**EXCERPTED RECORDS:**
-*-*-

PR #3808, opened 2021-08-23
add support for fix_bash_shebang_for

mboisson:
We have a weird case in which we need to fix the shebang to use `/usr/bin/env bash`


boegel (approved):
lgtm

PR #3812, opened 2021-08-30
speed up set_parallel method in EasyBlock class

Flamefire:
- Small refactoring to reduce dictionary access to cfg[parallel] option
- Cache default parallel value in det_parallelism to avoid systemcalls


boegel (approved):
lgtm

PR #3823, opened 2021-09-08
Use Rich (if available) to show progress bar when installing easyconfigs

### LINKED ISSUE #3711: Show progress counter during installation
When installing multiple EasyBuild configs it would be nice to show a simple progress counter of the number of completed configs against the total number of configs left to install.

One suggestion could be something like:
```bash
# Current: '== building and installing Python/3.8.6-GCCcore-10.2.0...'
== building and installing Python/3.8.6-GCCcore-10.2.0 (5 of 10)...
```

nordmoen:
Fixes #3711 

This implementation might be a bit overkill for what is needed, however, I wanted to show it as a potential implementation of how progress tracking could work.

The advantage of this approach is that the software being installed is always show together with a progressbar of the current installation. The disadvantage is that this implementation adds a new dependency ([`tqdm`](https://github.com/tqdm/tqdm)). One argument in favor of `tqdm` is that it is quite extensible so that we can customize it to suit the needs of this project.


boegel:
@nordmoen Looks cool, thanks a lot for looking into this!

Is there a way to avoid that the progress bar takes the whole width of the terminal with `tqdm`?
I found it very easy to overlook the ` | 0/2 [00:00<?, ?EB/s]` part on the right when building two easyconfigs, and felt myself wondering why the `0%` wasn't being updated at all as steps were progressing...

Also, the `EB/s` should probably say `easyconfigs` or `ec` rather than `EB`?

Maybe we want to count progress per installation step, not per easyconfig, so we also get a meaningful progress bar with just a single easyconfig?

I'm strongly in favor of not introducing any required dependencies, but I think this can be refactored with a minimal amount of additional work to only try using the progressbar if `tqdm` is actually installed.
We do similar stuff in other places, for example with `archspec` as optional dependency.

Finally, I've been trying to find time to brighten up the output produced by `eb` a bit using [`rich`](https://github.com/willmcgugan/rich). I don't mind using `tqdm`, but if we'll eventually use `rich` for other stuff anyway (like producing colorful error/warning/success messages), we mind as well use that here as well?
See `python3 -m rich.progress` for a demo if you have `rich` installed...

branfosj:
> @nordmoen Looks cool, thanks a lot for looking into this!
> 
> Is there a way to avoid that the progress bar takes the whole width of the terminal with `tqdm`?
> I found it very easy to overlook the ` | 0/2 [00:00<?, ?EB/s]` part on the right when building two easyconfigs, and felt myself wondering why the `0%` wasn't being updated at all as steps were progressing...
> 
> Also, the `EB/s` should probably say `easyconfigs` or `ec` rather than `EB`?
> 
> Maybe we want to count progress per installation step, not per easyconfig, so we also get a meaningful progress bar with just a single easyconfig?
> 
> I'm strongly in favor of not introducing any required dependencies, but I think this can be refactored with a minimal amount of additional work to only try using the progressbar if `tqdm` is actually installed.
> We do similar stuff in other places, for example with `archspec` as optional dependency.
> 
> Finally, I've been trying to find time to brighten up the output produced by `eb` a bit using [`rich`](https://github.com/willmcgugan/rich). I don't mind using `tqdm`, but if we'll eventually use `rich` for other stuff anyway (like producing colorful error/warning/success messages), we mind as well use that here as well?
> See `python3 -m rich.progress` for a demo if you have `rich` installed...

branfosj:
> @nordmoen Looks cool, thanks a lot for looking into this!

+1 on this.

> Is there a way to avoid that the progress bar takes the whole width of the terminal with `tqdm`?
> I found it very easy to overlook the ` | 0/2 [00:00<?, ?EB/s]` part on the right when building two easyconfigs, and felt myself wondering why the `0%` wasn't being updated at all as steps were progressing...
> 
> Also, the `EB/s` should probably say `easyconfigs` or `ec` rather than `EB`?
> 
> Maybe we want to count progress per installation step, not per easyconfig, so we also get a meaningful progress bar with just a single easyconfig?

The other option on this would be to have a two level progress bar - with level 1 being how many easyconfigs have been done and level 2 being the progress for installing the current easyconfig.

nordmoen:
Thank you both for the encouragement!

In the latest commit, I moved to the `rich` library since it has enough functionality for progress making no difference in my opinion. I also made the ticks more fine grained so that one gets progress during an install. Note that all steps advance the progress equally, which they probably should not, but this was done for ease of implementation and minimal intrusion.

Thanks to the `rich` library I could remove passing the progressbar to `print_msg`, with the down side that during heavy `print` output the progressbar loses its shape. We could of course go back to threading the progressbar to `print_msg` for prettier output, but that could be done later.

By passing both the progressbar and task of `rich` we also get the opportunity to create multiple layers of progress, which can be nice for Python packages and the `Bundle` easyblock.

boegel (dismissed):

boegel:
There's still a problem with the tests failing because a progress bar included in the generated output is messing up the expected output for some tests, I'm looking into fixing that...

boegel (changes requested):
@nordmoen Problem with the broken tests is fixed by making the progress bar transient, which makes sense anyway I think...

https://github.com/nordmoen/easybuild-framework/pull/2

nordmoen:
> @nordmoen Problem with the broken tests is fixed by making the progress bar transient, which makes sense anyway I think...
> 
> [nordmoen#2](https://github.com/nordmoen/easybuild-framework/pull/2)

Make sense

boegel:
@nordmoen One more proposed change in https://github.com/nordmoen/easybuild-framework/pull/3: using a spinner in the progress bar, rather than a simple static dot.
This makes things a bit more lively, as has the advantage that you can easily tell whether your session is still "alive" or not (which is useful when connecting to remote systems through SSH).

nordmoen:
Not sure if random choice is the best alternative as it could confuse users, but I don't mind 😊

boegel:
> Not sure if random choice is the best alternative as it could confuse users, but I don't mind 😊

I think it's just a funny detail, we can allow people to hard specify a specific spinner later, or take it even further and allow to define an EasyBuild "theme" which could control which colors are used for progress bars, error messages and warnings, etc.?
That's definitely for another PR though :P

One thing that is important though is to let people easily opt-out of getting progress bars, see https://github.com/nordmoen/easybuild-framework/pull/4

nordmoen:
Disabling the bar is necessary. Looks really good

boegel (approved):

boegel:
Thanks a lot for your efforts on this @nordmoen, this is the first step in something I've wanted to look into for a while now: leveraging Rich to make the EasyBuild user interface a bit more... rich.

-*-*-

What lines in the entries above include the string "transient"? Return each one.

**RESULT FOR THIS EXERCISE:**
@nordmoen Problem with the broken tests is fixed by making the progress bar transient, which makes sense anyway I think...
> @nordmoen Problem with the broken tests is fixed by making the progress bar transient, which makes sense anyway I think...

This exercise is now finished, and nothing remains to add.